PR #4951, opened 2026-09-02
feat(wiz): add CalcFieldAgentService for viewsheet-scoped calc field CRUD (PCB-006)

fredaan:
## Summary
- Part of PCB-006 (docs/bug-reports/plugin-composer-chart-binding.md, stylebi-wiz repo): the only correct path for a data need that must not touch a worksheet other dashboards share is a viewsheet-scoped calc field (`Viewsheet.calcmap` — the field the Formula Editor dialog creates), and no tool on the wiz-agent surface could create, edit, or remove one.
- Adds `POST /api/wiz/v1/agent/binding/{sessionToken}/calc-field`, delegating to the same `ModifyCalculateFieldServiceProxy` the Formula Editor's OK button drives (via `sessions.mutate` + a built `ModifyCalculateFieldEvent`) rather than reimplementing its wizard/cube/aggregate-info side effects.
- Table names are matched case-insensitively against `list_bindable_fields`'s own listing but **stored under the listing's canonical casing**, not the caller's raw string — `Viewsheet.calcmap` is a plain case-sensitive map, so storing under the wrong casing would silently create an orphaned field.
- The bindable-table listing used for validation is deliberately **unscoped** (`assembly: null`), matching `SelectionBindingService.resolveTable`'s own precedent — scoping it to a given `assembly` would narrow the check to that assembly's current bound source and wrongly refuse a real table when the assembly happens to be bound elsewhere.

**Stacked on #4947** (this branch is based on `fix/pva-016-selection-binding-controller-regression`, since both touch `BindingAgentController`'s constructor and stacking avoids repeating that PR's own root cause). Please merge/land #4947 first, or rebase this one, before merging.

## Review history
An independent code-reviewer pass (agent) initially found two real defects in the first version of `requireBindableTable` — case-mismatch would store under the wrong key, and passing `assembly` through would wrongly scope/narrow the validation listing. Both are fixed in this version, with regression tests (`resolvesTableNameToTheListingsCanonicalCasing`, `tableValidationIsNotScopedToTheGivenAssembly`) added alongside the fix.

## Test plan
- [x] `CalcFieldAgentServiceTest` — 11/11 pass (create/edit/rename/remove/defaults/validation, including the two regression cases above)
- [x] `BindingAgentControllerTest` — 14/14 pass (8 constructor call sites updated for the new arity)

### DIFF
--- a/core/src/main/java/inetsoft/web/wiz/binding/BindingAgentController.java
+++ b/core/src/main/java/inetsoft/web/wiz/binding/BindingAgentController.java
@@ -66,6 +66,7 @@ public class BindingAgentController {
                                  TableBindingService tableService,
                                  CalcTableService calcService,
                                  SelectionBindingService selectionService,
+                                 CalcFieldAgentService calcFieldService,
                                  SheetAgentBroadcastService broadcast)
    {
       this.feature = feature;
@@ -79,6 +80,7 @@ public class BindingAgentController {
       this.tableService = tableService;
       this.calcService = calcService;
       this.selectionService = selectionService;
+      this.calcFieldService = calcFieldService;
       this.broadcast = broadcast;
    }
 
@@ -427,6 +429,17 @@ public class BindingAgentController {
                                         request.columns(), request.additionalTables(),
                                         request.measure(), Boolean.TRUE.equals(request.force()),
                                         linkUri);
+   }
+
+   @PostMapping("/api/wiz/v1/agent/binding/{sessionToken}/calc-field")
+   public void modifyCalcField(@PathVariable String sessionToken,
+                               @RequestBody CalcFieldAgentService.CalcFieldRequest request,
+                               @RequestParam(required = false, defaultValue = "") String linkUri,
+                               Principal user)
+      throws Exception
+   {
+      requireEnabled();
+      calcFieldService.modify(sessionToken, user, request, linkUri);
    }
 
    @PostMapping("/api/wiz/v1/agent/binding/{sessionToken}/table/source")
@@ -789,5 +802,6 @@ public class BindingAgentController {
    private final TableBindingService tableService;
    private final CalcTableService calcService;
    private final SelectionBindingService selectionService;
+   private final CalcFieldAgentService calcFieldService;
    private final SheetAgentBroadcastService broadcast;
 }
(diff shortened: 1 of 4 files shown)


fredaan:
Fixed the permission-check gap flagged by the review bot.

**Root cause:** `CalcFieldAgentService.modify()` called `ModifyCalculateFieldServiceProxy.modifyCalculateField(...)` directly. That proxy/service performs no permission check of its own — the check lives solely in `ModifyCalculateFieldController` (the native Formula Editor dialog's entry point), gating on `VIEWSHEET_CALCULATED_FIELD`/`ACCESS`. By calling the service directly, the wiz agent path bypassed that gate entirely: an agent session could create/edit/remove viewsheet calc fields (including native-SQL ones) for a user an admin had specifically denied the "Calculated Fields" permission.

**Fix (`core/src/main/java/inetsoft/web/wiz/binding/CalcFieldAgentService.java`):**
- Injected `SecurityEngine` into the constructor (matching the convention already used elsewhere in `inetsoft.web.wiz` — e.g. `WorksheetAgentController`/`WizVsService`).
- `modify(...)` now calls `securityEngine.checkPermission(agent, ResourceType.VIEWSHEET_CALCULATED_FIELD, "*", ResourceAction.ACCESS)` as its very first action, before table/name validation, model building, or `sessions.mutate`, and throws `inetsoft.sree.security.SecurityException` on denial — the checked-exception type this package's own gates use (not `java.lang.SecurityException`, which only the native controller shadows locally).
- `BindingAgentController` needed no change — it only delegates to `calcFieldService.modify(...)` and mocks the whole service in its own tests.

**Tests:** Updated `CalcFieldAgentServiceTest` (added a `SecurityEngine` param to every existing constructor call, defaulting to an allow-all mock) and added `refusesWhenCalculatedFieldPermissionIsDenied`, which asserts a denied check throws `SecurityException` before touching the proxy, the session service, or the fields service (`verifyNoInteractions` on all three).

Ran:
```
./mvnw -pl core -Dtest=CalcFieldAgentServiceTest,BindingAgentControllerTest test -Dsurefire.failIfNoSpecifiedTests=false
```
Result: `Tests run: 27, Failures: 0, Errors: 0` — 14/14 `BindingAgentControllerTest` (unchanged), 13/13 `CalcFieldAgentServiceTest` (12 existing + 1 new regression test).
..............................
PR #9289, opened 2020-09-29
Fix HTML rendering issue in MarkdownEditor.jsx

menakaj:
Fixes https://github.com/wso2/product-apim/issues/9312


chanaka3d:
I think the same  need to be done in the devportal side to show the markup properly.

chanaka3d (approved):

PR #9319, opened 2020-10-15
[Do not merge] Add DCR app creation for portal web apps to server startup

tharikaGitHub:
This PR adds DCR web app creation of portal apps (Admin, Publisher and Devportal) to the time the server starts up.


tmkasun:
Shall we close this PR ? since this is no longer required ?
..............................
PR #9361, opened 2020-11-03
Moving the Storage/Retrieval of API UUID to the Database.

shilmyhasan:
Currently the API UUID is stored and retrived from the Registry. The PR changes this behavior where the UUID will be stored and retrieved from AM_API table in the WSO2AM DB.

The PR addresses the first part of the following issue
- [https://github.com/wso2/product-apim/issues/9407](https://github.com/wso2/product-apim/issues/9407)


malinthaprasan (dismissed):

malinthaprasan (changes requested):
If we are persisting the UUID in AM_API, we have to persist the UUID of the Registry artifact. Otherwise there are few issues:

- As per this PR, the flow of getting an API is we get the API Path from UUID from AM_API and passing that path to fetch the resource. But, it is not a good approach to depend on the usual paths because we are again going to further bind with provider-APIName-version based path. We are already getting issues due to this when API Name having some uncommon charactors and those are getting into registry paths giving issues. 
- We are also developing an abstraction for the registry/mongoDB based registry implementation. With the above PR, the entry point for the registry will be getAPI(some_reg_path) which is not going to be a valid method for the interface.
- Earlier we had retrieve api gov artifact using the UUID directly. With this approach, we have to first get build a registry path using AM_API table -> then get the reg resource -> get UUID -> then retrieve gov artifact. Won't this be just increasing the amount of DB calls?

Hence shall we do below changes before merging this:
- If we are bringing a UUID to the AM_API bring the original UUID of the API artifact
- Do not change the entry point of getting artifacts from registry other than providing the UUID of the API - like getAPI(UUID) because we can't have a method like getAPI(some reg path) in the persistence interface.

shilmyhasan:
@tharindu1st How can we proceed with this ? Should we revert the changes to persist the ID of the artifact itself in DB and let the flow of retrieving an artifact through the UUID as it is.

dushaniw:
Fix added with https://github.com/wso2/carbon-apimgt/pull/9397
..............................
ASSIGNMENT: Nothing but a number is wanted: how many lines in the records above include "user".

ANSWER AREA: 3